One other giant reason is the war situation in the western part of the world. Inflation around the world has risen to an all-time high, with food and energy prices hitting record highs. The rise has been driven in large part by pent-up consumer demand after the post-pandemic and Russian invasion of Ukraine. In 2022, increased geopolitical risks as a result of Russia’s invasion of Ukraine will have a detrimental influence on global economic conditions. Such effects would result in a significant reduction in GDP and an increase in inflation, aggravating the policy trade-offs that central banks throughout the world confront. While these effects are considerable, they do not appear to be sufficient to prevent the global recovery from the pandemic. However, the war’s future is uncertain, and unexpected occurrences in the conflict might compound geopolitical risk and the war’s economic consequences.

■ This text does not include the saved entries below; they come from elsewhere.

PR #801, opened 2015-08-19
Implemented LineScaleMode

boblucas:
LineScaleMode.NONE can't be implemented consistently the way things are rendered now, so I aproximated it by averaging the x and y scale this works for the common case where scaleX and scaleY are equal, and acts reasonably otherwise.

### DIFF
--- a/openfl/_internal/renderer/cairo/CairoGraphics.hx
+++ b/openfl/_internal/renderer/cairo/CairoGraphics.hx
@@ -49,7 +49,8 @@ class CairoGraphics {
 	private static var pendingMatrix:Matrix;
 	private static var strokeCommands:Array<DrawCommand>;
 	private static var strokePattern:CairoPattern;
-	
+	private static var worldTransform:Matrix;
+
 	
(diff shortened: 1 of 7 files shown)


boblucas:
Is this PR too invasive or did I do something silly? If it's never going to be be merged(or the feedback required to do so is more effort to write than fixing it yourself) I'd rather just close it and make it an issue.

tienery:
It might help to provide a demo of it working so that it does not break anything else in the current branch. It's not that it's not good, just some people can be a bit cautious with contributed code, no matter how small the change.

boblucas:
Thanks for the tip, I'll have some time to make a demo tomorrow.

ibilon:

jgranick:
Since this was first written, we started redrawing graphics when scaled (with an optional define to disable the behavior). This solves a lot of the logic of this PR, in terms of making graphics "scale sensitive"

With this done, we really should use the line scale mode logic, so that we can determine whether to draw lines scaled up or not. I'm going to leave this open, and put it on the wishlist, to remember to revisit this :smile:

devezas:
Hi, is this going to be supported? I really need this for a port...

When Russia invaded Ukraine, no one could have predicted how long the conflict would go or how devastating the consequences would be for Europe and the rest of the world. However, as the conflict approaches its third month, the war’s economic implications are becoming clear, and the future seems bleak. Against a turbulent backdrop of global inflationary pressures due to rising food and energy prices, as well as disrupted supply chains as a result of the coronavirus pandemic, the war between Russia and Ukraine is exacerbating supply and demand tensions, damaging consumer sentiment, and threatening global economic growth.

Slower Global Growth

Whatever happens on the front lines in the next days and weeks, the conflict’s reverberations will be felt throughout the world, with both the World Bank and the International Monetary Fund reducing their global growth forecasts. The IMF downgraded its global growth predictions for 2022 and 2023 on Tuesday, warning that the economic consequences from Russia’s invasion of Ukraine will “proliferate broadly, contributing to price pressures and amplifying critical policy problems.” Meanwhile, the World Bank cut its global growth forecast for 2022 by nearly a whole percentage point, from 4.1 percent to 3.2 percent, citing the global economy’s pressure caused by Russia’s invasion of Ukraine. The predictions were decreased by both organizations because they expected supply shocks to intensify and commodity prices to spike, with Russia and Ukraine serving as major suppliers.

Repercussions of high inflation in Pakistan

As a result of the country’s current account situation and minute production, Pakistan would face a massive economic calamity, with high imports and fewer exports that will affect the whole population of the country, from the rich to the poor. The purchasing power of the middle class, lower-middle class, and poor has already been diminished and is on the verge of extinction. This situation will result in a slew of negative outcomes in the country, including business failures, energy crises, large-scale halts of energy, robberies, kidnappings, fights and rivalries, unemployment, a lack of spending power, a halt in industries, and a slew of other negative outcomes, all of which are bad signs for a country declaring bankruptcy which will engulf all the peace and harmony.